**About this task**
The entries that follow include a run beginning at the line with "PR #2456, opened 2024-08-19" and ending at the line with "The first line"; restate that run word for word and leave the rest out.

**Supplied entries**
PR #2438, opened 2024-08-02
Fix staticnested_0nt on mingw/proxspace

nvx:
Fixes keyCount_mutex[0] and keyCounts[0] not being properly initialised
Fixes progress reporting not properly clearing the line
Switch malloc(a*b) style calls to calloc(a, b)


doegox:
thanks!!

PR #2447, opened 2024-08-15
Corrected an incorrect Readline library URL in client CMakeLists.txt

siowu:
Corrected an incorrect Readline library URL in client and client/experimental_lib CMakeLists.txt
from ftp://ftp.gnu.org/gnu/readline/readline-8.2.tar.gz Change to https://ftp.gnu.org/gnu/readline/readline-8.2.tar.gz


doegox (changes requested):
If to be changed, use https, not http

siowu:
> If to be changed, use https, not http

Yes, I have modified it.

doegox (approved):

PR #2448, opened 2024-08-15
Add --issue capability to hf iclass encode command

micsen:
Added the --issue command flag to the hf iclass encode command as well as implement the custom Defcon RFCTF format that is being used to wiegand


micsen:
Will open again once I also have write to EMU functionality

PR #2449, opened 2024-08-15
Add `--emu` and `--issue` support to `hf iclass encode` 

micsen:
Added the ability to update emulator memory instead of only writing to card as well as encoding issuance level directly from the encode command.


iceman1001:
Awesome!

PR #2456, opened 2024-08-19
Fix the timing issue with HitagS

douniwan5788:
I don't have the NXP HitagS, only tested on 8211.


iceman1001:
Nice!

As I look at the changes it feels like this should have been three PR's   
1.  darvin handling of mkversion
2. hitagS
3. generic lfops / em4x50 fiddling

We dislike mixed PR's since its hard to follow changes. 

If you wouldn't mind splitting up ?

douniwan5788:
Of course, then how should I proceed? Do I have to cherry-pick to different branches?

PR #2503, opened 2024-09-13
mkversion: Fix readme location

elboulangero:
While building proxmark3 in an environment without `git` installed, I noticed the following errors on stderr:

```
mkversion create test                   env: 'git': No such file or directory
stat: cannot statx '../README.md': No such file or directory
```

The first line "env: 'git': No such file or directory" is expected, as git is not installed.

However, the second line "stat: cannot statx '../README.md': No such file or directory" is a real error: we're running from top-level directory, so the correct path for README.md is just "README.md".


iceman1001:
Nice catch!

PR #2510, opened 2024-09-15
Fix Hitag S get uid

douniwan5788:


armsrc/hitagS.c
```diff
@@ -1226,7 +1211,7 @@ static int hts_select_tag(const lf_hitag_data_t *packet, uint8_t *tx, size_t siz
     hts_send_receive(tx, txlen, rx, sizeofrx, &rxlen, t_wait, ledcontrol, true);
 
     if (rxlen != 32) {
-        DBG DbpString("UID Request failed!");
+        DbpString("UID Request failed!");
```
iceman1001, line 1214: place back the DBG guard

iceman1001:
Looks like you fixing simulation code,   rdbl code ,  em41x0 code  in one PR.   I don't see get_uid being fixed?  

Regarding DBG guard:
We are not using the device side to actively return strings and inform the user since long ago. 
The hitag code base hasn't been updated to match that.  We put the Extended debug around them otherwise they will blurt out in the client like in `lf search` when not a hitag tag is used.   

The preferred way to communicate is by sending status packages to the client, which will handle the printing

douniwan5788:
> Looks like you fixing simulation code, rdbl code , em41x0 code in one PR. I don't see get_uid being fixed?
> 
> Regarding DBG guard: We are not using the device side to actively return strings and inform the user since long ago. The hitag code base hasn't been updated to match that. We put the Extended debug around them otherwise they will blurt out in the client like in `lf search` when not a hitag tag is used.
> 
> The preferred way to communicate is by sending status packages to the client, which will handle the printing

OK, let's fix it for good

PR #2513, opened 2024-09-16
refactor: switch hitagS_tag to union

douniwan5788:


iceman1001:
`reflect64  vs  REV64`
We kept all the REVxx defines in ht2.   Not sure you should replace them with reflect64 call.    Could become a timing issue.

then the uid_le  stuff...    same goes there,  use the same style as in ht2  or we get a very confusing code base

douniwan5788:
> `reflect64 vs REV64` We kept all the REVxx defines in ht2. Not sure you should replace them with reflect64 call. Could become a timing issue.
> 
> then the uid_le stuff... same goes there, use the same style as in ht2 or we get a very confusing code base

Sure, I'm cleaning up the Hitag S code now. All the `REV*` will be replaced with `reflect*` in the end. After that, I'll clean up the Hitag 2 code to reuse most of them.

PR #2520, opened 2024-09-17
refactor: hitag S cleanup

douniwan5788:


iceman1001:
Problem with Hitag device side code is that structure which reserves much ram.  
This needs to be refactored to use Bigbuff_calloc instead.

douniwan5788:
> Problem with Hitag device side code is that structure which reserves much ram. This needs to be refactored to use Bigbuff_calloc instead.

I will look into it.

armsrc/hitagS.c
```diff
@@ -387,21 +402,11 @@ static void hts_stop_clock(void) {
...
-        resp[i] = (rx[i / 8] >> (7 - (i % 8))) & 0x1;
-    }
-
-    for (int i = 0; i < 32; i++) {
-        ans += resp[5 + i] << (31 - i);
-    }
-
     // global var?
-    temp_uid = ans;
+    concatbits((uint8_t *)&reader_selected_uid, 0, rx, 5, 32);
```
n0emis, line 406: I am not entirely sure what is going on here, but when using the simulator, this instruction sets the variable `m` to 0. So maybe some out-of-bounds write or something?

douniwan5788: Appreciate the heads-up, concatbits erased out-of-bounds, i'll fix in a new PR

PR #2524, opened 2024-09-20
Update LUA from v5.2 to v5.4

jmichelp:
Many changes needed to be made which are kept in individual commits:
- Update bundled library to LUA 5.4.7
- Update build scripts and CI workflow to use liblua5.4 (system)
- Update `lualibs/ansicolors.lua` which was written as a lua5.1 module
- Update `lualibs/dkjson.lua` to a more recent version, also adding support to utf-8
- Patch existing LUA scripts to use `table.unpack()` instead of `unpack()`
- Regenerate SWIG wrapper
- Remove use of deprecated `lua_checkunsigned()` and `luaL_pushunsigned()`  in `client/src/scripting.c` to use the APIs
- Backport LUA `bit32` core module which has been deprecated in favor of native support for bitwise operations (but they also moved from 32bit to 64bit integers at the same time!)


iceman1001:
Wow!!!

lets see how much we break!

**Exercise response**
PR #2456, opened 2024-08-19
Fix the timing issue with HitagS

douniwan5788:
I don't have the NXP HitagS, only tested on 8211.


iceman1001:
Nice!

As I look at the changes it feels like this should have been three PR's   
1.  darvin handling of mkversion
2. hitagS
3. generic lfops / em4x50 fiddling

We dislike mixed PR's since its hard to follow changes. 

If you wouldn't mind splitting up ?

douniwan5788:
Of course, then how should I proceed? Do I have to cherry-pick to different branches?

PR #2503, opened 2024-09-13
mkversion: Fix readme location

elboulangero:
While building proxmark3 in an environment without `git` installed, I noticed the following errors on stderr:

```
mkversion create test                   env: 'git': No such file or directory
stat: cannot statx '../README.md': No such file or directory
```

The first line "env: 'git': No such file or directory" is expected, as git is not installed.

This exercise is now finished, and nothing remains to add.